* **WORK INSTRUCTIONS**:
In the data below, the answer is the run of lines from the line containing "a nonzero code." through the line containing "## Test plan", both included; print it exactly and nothing else.

============================================================

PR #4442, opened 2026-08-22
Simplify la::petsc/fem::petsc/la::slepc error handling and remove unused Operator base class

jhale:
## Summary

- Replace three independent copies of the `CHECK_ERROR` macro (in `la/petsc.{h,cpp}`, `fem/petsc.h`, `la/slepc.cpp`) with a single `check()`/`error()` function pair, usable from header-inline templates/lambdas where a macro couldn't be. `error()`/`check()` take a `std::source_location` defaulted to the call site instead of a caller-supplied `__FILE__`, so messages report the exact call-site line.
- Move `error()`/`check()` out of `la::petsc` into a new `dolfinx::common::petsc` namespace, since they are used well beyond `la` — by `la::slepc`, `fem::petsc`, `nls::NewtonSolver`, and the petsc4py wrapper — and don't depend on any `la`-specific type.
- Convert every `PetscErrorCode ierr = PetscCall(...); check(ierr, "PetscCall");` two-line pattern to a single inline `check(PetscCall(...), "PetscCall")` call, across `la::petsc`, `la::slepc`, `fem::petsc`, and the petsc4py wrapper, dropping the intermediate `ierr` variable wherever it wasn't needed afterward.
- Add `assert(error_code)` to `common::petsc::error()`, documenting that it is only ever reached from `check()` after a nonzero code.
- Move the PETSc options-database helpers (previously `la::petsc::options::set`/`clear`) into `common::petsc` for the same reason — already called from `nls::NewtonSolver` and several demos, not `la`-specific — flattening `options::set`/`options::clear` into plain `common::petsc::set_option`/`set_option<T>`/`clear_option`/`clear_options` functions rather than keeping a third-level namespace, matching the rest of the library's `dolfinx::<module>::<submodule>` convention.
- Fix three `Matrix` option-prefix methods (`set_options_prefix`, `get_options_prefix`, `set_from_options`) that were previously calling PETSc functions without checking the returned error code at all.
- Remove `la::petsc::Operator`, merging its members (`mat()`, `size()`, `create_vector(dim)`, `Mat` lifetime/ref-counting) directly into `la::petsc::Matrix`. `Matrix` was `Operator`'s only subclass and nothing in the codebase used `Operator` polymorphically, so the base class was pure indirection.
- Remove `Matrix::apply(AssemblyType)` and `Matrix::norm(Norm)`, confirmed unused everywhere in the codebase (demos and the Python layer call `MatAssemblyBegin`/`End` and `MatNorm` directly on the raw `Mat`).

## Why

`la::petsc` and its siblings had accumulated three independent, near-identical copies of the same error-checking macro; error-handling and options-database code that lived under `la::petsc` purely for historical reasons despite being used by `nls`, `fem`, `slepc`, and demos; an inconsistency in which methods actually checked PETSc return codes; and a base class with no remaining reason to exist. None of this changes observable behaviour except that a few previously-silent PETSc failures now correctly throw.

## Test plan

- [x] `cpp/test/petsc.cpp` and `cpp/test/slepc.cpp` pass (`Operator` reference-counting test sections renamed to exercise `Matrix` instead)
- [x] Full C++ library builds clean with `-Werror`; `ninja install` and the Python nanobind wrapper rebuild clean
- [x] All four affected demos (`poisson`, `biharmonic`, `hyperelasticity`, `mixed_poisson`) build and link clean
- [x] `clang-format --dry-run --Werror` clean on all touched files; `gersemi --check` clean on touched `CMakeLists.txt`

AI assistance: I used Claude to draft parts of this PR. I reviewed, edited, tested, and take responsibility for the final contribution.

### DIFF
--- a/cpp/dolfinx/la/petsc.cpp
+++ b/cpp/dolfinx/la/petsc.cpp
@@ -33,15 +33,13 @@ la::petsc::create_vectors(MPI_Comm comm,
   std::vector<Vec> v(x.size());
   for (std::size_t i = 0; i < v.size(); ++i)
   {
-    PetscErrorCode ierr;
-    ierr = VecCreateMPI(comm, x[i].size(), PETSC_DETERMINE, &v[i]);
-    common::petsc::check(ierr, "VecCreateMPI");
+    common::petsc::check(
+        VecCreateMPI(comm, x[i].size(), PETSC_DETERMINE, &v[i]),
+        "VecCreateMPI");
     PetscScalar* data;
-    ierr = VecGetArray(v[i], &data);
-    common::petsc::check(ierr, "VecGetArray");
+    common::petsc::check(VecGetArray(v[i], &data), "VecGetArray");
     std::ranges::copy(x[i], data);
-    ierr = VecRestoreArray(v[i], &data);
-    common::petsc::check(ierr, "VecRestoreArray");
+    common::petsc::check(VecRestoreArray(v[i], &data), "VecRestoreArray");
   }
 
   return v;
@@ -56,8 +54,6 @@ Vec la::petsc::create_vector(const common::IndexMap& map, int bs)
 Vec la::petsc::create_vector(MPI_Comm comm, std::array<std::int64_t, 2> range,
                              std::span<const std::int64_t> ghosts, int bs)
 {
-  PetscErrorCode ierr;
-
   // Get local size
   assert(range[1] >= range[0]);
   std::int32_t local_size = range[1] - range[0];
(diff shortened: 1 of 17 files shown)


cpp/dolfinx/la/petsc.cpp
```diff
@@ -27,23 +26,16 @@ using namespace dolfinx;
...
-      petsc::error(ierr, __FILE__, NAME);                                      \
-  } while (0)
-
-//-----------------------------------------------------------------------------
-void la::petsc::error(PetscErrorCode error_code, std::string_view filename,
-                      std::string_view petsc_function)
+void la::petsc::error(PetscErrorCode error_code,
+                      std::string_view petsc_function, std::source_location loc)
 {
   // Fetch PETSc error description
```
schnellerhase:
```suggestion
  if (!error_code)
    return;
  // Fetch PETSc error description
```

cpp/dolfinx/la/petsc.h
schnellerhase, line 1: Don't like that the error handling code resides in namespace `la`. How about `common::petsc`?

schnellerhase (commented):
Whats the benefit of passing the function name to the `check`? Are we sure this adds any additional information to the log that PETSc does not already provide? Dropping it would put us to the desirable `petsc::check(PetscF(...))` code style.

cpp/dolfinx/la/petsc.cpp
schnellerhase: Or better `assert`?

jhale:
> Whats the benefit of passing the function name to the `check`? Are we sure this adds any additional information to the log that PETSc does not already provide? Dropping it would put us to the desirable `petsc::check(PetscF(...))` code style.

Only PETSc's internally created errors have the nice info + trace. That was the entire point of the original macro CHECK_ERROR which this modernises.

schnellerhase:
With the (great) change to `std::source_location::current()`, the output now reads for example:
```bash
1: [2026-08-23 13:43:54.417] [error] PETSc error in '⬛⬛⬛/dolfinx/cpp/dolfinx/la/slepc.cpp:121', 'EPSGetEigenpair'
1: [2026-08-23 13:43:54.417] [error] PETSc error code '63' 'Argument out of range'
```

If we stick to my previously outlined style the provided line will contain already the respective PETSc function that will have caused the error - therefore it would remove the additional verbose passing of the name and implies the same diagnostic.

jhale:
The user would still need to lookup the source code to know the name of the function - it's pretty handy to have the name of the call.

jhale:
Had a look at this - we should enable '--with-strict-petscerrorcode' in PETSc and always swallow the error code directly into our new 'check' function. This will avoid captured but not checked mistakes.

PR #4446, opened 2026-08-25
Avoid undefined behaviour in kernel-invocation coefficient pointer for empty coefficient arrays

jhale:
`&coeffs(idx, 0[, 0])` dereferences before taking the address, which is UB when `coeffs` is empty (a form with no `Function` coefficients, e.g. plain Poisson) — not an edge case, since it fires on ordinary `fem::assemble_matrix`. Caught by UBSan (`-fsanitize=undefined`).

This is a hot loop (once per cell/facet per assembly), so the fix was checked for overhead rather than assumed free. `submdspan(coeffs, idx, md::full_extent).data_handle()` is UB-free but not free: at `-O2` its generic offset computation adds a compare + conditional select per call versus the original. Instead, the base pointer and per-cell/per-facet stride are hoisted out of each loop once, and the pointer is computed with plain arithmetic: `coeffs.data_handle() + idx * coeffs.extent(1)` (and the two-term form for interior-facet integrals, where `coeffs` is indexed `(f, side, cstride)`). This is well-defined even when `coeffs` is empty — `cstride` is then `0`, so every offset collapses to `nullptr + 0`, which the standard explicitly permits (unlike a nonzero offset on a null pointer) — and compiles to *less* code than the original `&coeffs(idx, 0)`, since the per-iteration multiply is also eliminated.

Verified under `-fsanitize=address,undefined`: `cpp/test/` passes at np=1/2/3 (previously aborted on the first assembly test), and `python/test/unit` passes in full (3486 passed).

============================================================

* **EXERCISE OUTPUT**:
- Add `assert(error_code)` to `common::petsc::error()`, documenting that it is only ever reached from `check()` after a nonzero code.
- Move the PETSc options-database helpers (previously `la::petsc::options::set`/`clear`) into `common::petsc` for the same reason — already called from `nls::NewtonSolver` and several demos, not `la`-specific — flattening `options::set`/`options::clear` into plain `common::petsc::set_option`/`set_option<T>`/`clear_option`/`clear_options` functions rather than keeping a third-level namespace, matching the rest of the library's `dolfinx::<module>::<submodule>` convention.
- Fix three `Matrix` option-prefix methods (`set_options_prefix`, `get_options_prefix`, `set_from_options`) that were previously calling PETSc functions without checking the returned error code at all.
- Remove `la::petsc::Operator`, merging its members (`mat()`, `size()`, `create_vector(dim)`, `Mat` lifetime/ref-counting) directly into `la::petsc::Matrix`. `Matrix` was `Operator`'s only subclass and nothing in the codebase used `Operator` polymorphically, so the base class was pure indirection.
- Remove `Matrix::apply(AssemblyType)` and `Matrix::norm(Norm)`, confirmed unused everywhere in the codebase (demos and the Python layer call `MatAssemblyBegin`/`End` and `MatNorm` directly on the raw `Mat`).

## Why

`la::petsc` and its siblings had accumulated three independent, near-identical copies of the same error-checking macro; error-handling and options-database code that lived under `la::petsc` purely for historical reasons despite being used by `nls`, `fem`, `slepc`, and demos; an inconsistency in which methods actually checked PETSc return codes; and a base class with no remaining reason to exist. None of this changes observable behaviour except that a few previously-silent PETSc failures now correctly throw.

## Test plan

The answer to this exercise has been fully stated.